**Task to complete**
Scan each line of the records for the word "typo" and extract the ones that have it.

(Saved data entries)
PR #203, opened 2021-05-16
fixes min/max typo and indented code blocks

anson-vandoren:


frol:
@chadoh Could you take a quick look here? It was your commit https://github.com/near/NEPs/commit/00326aeb412690c988015b20a47e4cb9e75682d6 that used `min_slip` instead of `max_slip`. I feel there is indeed a typo here, but I still wanted to double-check.

frol (approved):
I spent some time myself here and I believe this fix is correct, so I will merge this correction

**Solution**
fixes min/max typo and indented code blocks
@chadoh Could you take a quick look here? It was your commit https://github.com/near/NEPs/commit/00326aeb412690c988015b20a47e4cb9e75682d6 that used `min_slip` instead of `max_slip`. I feel there is indeed a typo here, but I still wanted to double-check.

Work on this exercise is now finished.